Gene therapy for amyotrophic lateral sclerosis

Abstract

The development of better viral vectors, in particular those based on adeno–associated viruses (AAV), have led to successful results of clinical studies for hemophilia, congenital retinal blindness, aromatic l–amino acid deficiency, and Parkinson's disease. We recently developed tyrosine–mutant AAV9/3 vectors that can cross the blood– or meningeal–brain barriers. These vectors are expected to be utilized in treating neurodegenerative diseases, in which broad areas of brain must be transduced. In patients with sporadic amyotrophic lateral sclerosis (ALS), considerable proportions of spinal cord motoneurons express abnormal unedited GluA2 (a subunit of the AMPA receptor) at the glutamine/arginine site.

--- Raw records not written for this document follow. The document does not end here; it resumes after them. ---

PR #6076, opened 2023-04-15
feat(remix-vercel): remove `@vercel/node` from `peerDependencies`

TrySound:
@vercel/node is a huge and quite overloaded library. It includes stale typescript version, old esbuild and own edge-runtime which is not need for most remix users.

You can see here install size https://packagephobia.com/result?p=%40vercel%2Fnode

And `@remix/vercel` use it only to import two types which are compatible with builtin node types.

Closes: #

- [ ] Docs
- [ ] Tests

Testing Strategy: CI should pass

### DIFF
--- a/packages/remix-vercel/server.ts
+++ b/packages/remix-vercel/server.ts
@@ -1,4 +1,7 @@
-import type { VercelRequest, VercelResponse } from "@vercel/node";
+import type {
+  IncomingMessage as VercelRequest,
+  ServerResponse as VercelResponse,
+} from "node:http";
 import type {
   AppLoadContext,
   ServerBuild,
--- a/contributors.yml
+++ b/contributors.yml
@@ -519,3 +519,4 @@
 - iamzee
 - TimonVS
 - yudai-nkt
+- TrySound
--- a/package.json
+++ b/package.json
@@ -1,4 +1,5 @@
 {
+  "packageManager": "yarn@1.22.19",
   "name": "remix-monorepo",
   "private": true,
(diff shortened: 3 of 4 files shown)


packages/remix-vercel/server.ts
```diff
@@ -1,4 +1,7 @@
-import type { VercelRequest, VercelResponse } from "@vercel/node";
+import type {
+  IncomingMessage as VercelRequest,
+  ServerResponse as VercelResponse,
+} from "node:http";
```
MichaelDeBoey, line 4: This would be a breaking change, because TS will throw an error if people are implementing `getLoadContext` and using the added properties

```ts
export declare type VercelRequest = IncomingMessage & {
    query: VercelRequestQuery;
    cookies: VercelRequestCookies;
    body: VercelRequestBody;
};
export declare type VercelResponse = ServerResponse & {
    send: (body: any) => VercelResponse;
    json: (jsonBody: any) => VercelResponse;
    status: (statusCode: number) => VercelResponse;
    redirect: (statusOrUrl: string | number, url?: string) => VercelResponse;
};
```

TrySound: Now vercel users cannot upgrade remix until `@vercel/remix` package is bumped as well because it has fixed `@remix-run/node` dependency. Would be easier for everyone if remix just integrated all the stuff back from vercel fork.

MichaelDeBoey:
Going to close this as `@remix-run/vercel` will be officially deprecated once #5964 is released

PR #6084, opened 2023-04-16
docs(other-api/adapter) Improve Cloudflare Workers examples

xanderberkein:
This PR updates the Cloudflare Workers API examples to include `mode` in the `createRequestHandler`. This is needed with the unstable dev server (and harmless without it).

### DIFF
--- a/docs/other-api/adapter.md
+++ b/docs/other-api/adapter.md
@@ -135,7 +135,10 @@ import { createEventHandler } from "@remix-run/cloudflare-workers";
 
 import * as build from "../build";
 
-addEventListener("fetch", createEventHandler({ build }));
+addEventListener(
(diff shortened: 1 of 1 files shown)


brophdawg11:
Should we add this to all of the examples on this page?  cc @pcattori

xanderberkein:
@brophdawg11 The cloudflare adapters are actually the only adapters where `mode` is not defaulted to `process.env`.

However, the Cloudflare Workers adapter examples here are a bit outdated. Since `1.18.1`, the `cloudflare-workers` template doesn't use the `cloudflare-workers` adapter anymore, but it uses the `cloudflare` adapter directly. So the cloudflare-workers section of this page might need a full revisist.

PR #6102, opened 2023-04-19
docs(tutorials/jokes): Use npx when calling ts-node

dnsbty:
Simple docs change

The jokes tutorial tells the reader to install ts-node to the project dependencies, but then to run the seed script as though it's installed globally. This just adds `npx` before the ts-node seed script command because that's needed for users (like me) who don't have ts-node installed globally. This will probably be especially helpful for those coming from a non-frontend background.

### DIFF
--- a/contributors.yml
+++ b/contributors.yml
@@ -117,6 +117,7 @@
 - dima-takoy
 - dmarkow
 - DNLHC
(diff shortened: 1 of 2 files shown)


machour (approved):
Thank you!

PR #6038, opened 2023-04-11
chore: bump deps to resolve some security issues

mcansh:
closes #6002
closes https://github.com/remix-run/remix/security/dependabot/20 
closes https://github.com/remix-run/remix/security/dependabot/153

☝️ will automatically close when they end up on `main`, so we can cherry-pick this PR over after-the-merge

Closes: #

- [ ] Docs
- [ ] Tests

Testing Strategy:

PR #6108, opened 2023-04-19
chore: dedupe `yarn.lock`

MichaelDeBoey:
This will make PRs like https://github.com/remix-run/remix/pull/6038 or https://github.com/remix-run/remix/pull/6044 less necessary

Did this by running `npx yarn-deduplicate && rm -rf ./node_modules && yarn`

- https://github.com/scinos/yarn-deduplicate
- https://npm.im/yarn-deduplicate

### DIFF
--- a/packages/remix-node/upload/fileUploadHandler.ts
+++ b/packages/remix-node/upload/fileUploadHandler.ts
@@ -150,14 +150,22 @@ export function createFileUploadHandler({
       }
     }
 
-    return new NodeOnDiskFile(filepath, contentType);
+    // TODO: remove this typecast once TS fixed File class regression
+    //  https://github.com/microsoft/TypeScript/issues/52166
+    return new NodeOnDiskFile(filepath, contentType) as unknown as File;
   };
 }
 
-export class NodeOnDiskFile implements File {
+// TODO: remove this `Omit` usage once TS fixed File class regression
+//  https://github.com/microsoft/TypeScript/issues/52166
+export class NodeOnDiskFile implements Omit<File, "constructor"> {
   name: string;
   lastModified: number = 0;
   webkitRelativePath: string = "";
+
+  // TODO: remove this property once TS fixed File class regression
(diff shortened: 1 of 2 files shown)


mcansh:
sweet!

mcansh:
might he nice to have this run on push with changes to ./packages/*/package.json and commit if there's a diff

MichaelDeBoey:
> might he nice to have this run on push with changes to ./packages/*/package.json and commit if there's a diff

I think we just need to check against changes in `yarn.lock` tbh 🤔

We could do that in a follow-up PR I think?

mcansh (approved):

MichaelDeBoey:
@mcansh They seem to be gone if we keep `@types/node@*` at v16 🤔

Should we fix the code or keep it at v16 (for now) until we are fully transitioned to v18 in @jacob-ebey's #5868?

MichaelDeBoey:
@mcansh The problem seemed to be that `NodeOnDiskFile` doesn't have a `prototype` property, but after implementing it, we still get
> Type 'NodeOnDiskFile' provides no match for the signature 'new (blobParts?: BlobPart[] | undefined, options?: BlobPropertyBag | undefined): Blob'.

Since @jacob-ebey is the creator of the class, maybe he can point me/us into the right direction here
I tried a lot, but can't seem to find a solution to make this work tbh 🤔

MichaelDeBoey:
@mcansh It appears @dpobel already has the TS error about the `prototype` property on a fresh install (see https://github.com/remix-run/remix/issues/6119#issuecomment-1521288835), so we should definitely find a solution here 👀

MichaelDeBoey:
@brophdawg11 I managed to (temporarily) "fix" the type errors with `NodeOnDiskFile` that were caused due to the TS regression with `File` class (see https://github.com/microsoft/TypeScript/issues/52166)

These changes are only here to make TS happy again and have no impact on the actual code itself

MichaelDeBoey:
Merging this one because @jacob-ebey approved #7044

This is primarily due to the downregulation of adenosine deaminase acting on RNA 2 (ADAR2). The excessive Ca²⁺ permeability of the AMPA receptors leads to motoneuron death. Gene delivery of ADAR2 using tyrosine–mutant AAV9/3 vectors in conditional ADAR2 knockout mice has significantly delayed the onset of the disease, extended the life span of the mice, abated their behavioral impairments, and promoted survival of the motoneurons without inducing any adverse effects. Based on these favorable outcomes in this proof–of–principle investigation in an ALS mouse model, we are planning a phase I/II clinical study. We have already initiated large–scale production of GMP–grade AAV vectors that express ADAR2 using the baculovirus system.